OK, let's start small here and try to fix _stp_syscall_get_nr() for OABI. Try
the following patch (which tries to use the kernel's syscall_get_nr()):

====
diff --git a/runtime/syscall.h b/runtime/syscall.h
index 5ed019869..1f5552d78 100644
--- a/runtime/syscall.h
+++ b/runtime/syscall.h
@@ -166,11 +166,15 @@
  * returns 0 (since it was designed to be used with ftrace syscall
  * tracing, not called from any context).
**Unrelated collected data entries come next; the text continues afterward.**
PR #334, opened 2023-03-12
handling Version change in DevicePlugin and ModuleLoader DaemonSets

yevgeny-shnaidman:
This PR add handing of the Version of the module in the creation of DevicePlugin and ModuleLoader DaemonSets. The following was added: 
1) setting the Module's Version in the ModuleLoaderData
2) adding Version the hash of DevicePlugin/ModuleLoader daemonset's name
3) adding module version label to the labels of DevicePlugin/ModuleLoader daemonsets
4) changing DS garbage collection to remove DS that does not contain the current
   version label, and has no more available pods

### DIFF
--- a/controllers/module_reconciler.go
+++ b/controllers/module_reconciler.go
@@ -192,6 +192,7 @@ type moduleReconcilerHelperAPI interface {
 
 type hashData struct {
 	KernelVersion string
+	ModuleVersion string
 }
 
 type moduleReconcilerHelper struct {
@@ -347,9 +348,13 @@ func (mrh *moduleReconcilerHelper) handleSigning(ctx context.Context, mld *api.M
 func (mrh *moduleReconcilerHelper) handleDriverContainer(ctx context.Context,
 	mld *api.ModuleLoaderData) error {
 
-	hashValue, err := hashstructure.Hash(hashData{KernelVersion: mld.KernelVersion}, hashstructure.FormatV2, nil)
+	dsNameData := hashData{
+		KernelVersion: mld.KernelVersion,
+		ModuleVersion: mld.ModuleVersion,
+	}
+	hashValue, err := hashstructure.Hash(dsNameData, hashstructure.FormatV2, nil)
 	if err != nil {
-		return fmt.Errorf("failed to hash kernel version %s for module loader daemonset name: %v", mld.KernelVersion, err)
+		return fmt.Errorf("failed to hash kernel and module versions (%s %s) and for module loader daemonset name: %v", mld.KernelVersion, mld.ModuleVersion, err)
 	}
 	name := fmt.Sprintf("%s-%x", mld.Name, hashValue)
 	ds := &appsv1.DaemonSet{
@@ -374,8 +379,13 @@ func (mrh *moduleReconcilerHelper) handleDevicePlugin(ctx context.Context, mod *
 	}
 
 	logger := log.FromContext(ctx)
+	hashValue, err := hashstructure.Hash(hashData{ModuleVersion: mod.Spec.ModuleLoader.Container.Version}, hashstructure.FormatV2, nil)
+	if err != nil {
+		return fmt.Errorf("failed to hash module version %s for device-plugin daemonset name: %v", mod.Spec.ModuleLoader.Container.Version, err)
+	}
+	name := fmt.Sprintf("%s-device-plugin-%x", mod.Name, hashValue)
 	ds := &appsv1.DaemonSet{
-		ObjectMeta: metav1.ObjectMeta{Name: mod.Name + "-device-plugin", Namespace: mod.Namespace},
+		ObjectMeta: metav1.ObjectMeta{Name: name, Namespace: mod.Namespace},
 	}
 
 	opRes, err := controllerutil.CreateOrPatch(ctx, mrh.client, ds, func() error {
@@ -397,7 +407,7 @@ func (mrh *moduleReconcilerHelper) garbageCollect(ctx context.Context,
 	// Garbage collect old DaemonSets for which there are no nodes.
 	validKernels := sets.KeySet[string](mldMappings)
 
-	deleted, err := mrh.daemonAPI.GarbageCollect(ctx, existingDS, validKernels)
+	deleted, err := mrh.daemonAPI.GarbageCollect(ctx, mod, existingDS, validKernels)
 	if err != nil {
 		return fmt.Errorf("could not garbage collect DaemonSets: %v", err)
 	}
--- a/internal/daemonset/daemonset.go
+++ b/internal/daemonset/daemonset.go
@@ -9,6 +9,7 @@ import (
 	kmmv1beta1 "github.com/kubernetes-sigs/kernel-module-management/api/v1beta1"
 	"github.com/kubernetes-sigs/kernel-module-management/internal/api"
 	"github.com/kubernetes-sigs/kernel-module-management/internal/constants"
+	"github.com/kubernetes-sigs/kernel-module-management/internal/utils"
 	appsv1 "k8s.io/api/apps/v1"
 	v1 "k8s.io/api/core/v1"
 	metav1 "k8s.io/apimachinery/pkg/apis/meta/v1"
@@ -32,7 +33,7 @@ const (
 //go:generate mockgen -source=daemonset.go -package=daemonset -destination=mock_daemonset.go
 
 type DaemonSetCreator interface {
-	GarbageCollect(ctx context.Context, existingDS []appsv1.DaemonSet, validKernels sets.Set[string]) ([]string, error)
+	GarbageCollect(ctx context.Context, mod *kmmv1beta1.Module, existingDS []appsv1.DaemonSet, validKernels sets.Set[string]) ([]string, error)
 	GetModuleDaemonSets(ctx context.Context, name, namespace string) ([]appsv1.DaemonSet, error)
 	SetDriverContainerAsDesired(ctx context.Context, ds *appsv1.DaemonSet, mld *api.ModuleLoaderData) error
 	SetDevicePluginAsDesired(ctx context.Context, ds *appsv1.DaemonSet, mod *kmmv1beta1.Module) error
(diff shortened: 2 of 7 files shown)


ybettan:
Part of https://github.com/kubernetes-sigs/kernel-module-management/issues/263

controllers/module_reconciler.go
```diff
@@ -374,8 +379,13 @@ func (mrh *moduleReconcilerHelper) handleDevicePlugin(ctx context.Context, mod *
 	}
 
 	logger := log.FromContext(ctx)
+	hashValue, err := hashstructure.Hash(hashData{ModuleVersion: mod.Spec.ModuleLoader.Container.Version}, hashstructure.FormatV2, nil)
```
ybettan, line 382: Why don't we hash the kernelVersion here as well?

controllers/module_reconciler.go
```diff
@@ -347,9 +348,13 @@ func (mrh *moduleReconcilerHelper) handleSigning(ctx context.Context, mld *api.M
 func (mrh *moduleReconcilerHelper) handleDriverContainer(ctx context.Context,
 	mld *api.ModuleLoaderData) error {
 
-	hashValue, err := hashstructure.Hash(hashData{KernelVersion: mld.KernelVersion}, hashstructure.FormatV2, nil)
+	dsNameData := hashData{
+		KernelVersion: mld.KernelVersion,
+		ModuleVersion: mld.ModuleVersion,
+	}
+	hashValue, err := hashstructure.Hash(dsNameData, hashstructure.FormatV2, nil)
```
ybettan, line 355: Why don't we garbage collect `moduleLoader`'s daemonsets as well?

internal/daemonset/daemonset.go
```diff
@@ -32,7 +33,7 @@ const (
 //go:generate mockgen -source=daemonset.go -package=daemonset -destination=mock_daemonset.go
 
 type DaemonSetCreator interface {
-	GarbageCollect(ctx context.Context, existingDS []appsv1.DaemonSet, validKernels sets.Set[string]) ([]string, error)
+	GarbageCollect(ctx context.Context, mod *kmmv1beta1.Module, existingDS []appsv1.DaemonSet, validKernels sets.Set[string]) ([]string, error)
```
ybettan, line 36: If we also need to garbage collect moduleLoader's DS so how does it work? moduleLoader is using a `moduleLoaderData`.

controllers/module_reconciler.go
```diff
@@ -397,7 +407,7 @@ func (mrh *moduleReconcilerHelper) garbageCollect(ctx context.Context,
 	// Garbage collect old DaemonSets for which there are no nodes.
 	validKernels := sets.KeySet[string](mldMappings)
 
-	deleted, err := mrh.daemonAPI.GarbageCollect(ctx, existingDS, validKernels)
+	deleted, err := mrh.daemonAPI.GarbageCollect(ctx, mod, existingDS, validKernels)
```
ybettan, line 410: This is also deleting moduleLoader's DSs. I don't think we should do it inside `handelDevicePlugin` method.

internal/daemonset/daemonset.go
```diff
@@ -53,10 +54,20 @@ func NewCreator(client client.Client, kernelLabel string, scheme *runtime.Scheme
 	}
 }
 
-func (dc *daemonSetGenerator) GarbageCollect(ctx context.Context, existingDS []appsv1.DaemonSet, validKernels sets.Set[string]) ([]string, error) {
+func (dc *daemonSetGenerator) GarbageCollect(ctx context.Context, mod *kmmv1beta1.Module, existingDS []appsv1.DaemonSet, validKernels sets.Set[string]) ([]string, error) {
```
ybettan, line 57: I would add a new `daemonSetType` with possible values `daemonSetTypeModuleLoader` and `daemonsetTypeDevicePlugin` to be passed to this function and add re-orgenize this function as a switch-case.

internal/daemonset/daemonset.go
```diff
@@ -92,6 +103,10 @@ func (dc *daemonSetGenerator) SetDriverContainerAsDesired(
 		dc.kernelLabel:            kernelVersion,
 		constants.DaemonSetRole:   moduleLoaderRoleLabelValue,
 	}
+	if mld.ModuleVersion != "" {
```
ybettan, line 106: Can we move this logic to https://github.com/kubernetes-sigs/kernel-module-management/blob/bc488304f926742c14b0837563ef63acfef2b158/internal/module/kernelmapper.go#L118? I think that the namespace should be set to `default` instead of ` ` as soon as possible in the code.

internal/daemonset/daemonset.go
```diff
@@ -230,6 +245,10 @@ func (dc *daemonSetGenerator) SetDevicePluginAsDesired(
 		constants.ModuleNameLabel: mod.Name,
 		constants.DaemonSetRole:   devicePluginRoleLabelValue,
 	}
+	if mod.Spec.ModuleLoader.Container.Version != "" {
```
ybettan, line 248: I am wondering if `moduleLoaderData` should implement a `moduleData` interface and then we can pass to this method (and others) a `moduleData` instead of using `Module` for devicePlugin and `modueDataLoader` for driverContainer.

internal/module/kernelmapper.go
```diff
@@ -120,6 +120,7 @@ func (kh *kernelMapperHelper) prepareModuleLoaderData(mapping *kmmv1beta1.Kernel
 	mld.Selector = mod.Spec.Selector
 	mld.ServiceAccountName = mod.Spec.ModuleLoader.ServiceAccountName
 	mld.Modprobe = mod.Spec.ModuleLoader.Container.Modprobe
+	mld.ModuleVersion = mod.Spec.ModuleLoader.Container.Version
```
ybettan, line 123: Should we set a default value in case it was not set?

controllers/module_reconciler.go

So, let's use our function
  * instead. */
+#if defined(__thumb__) || defined(__ARM_EABI__)
 static inline long
 _stp_syscall_get_nr(struct task_struct *task, struct pt_regs *regs)
 {
        return regs->ARM_r7;
 }
+#else
+#define _stp_syscall_get_nr syscall_get_nr
+#endif

 #elif defined(__mips__)
 /* Define our own function as syscall_get_nr always returns 0 unless
====

With that patch added, does the following return the correct value?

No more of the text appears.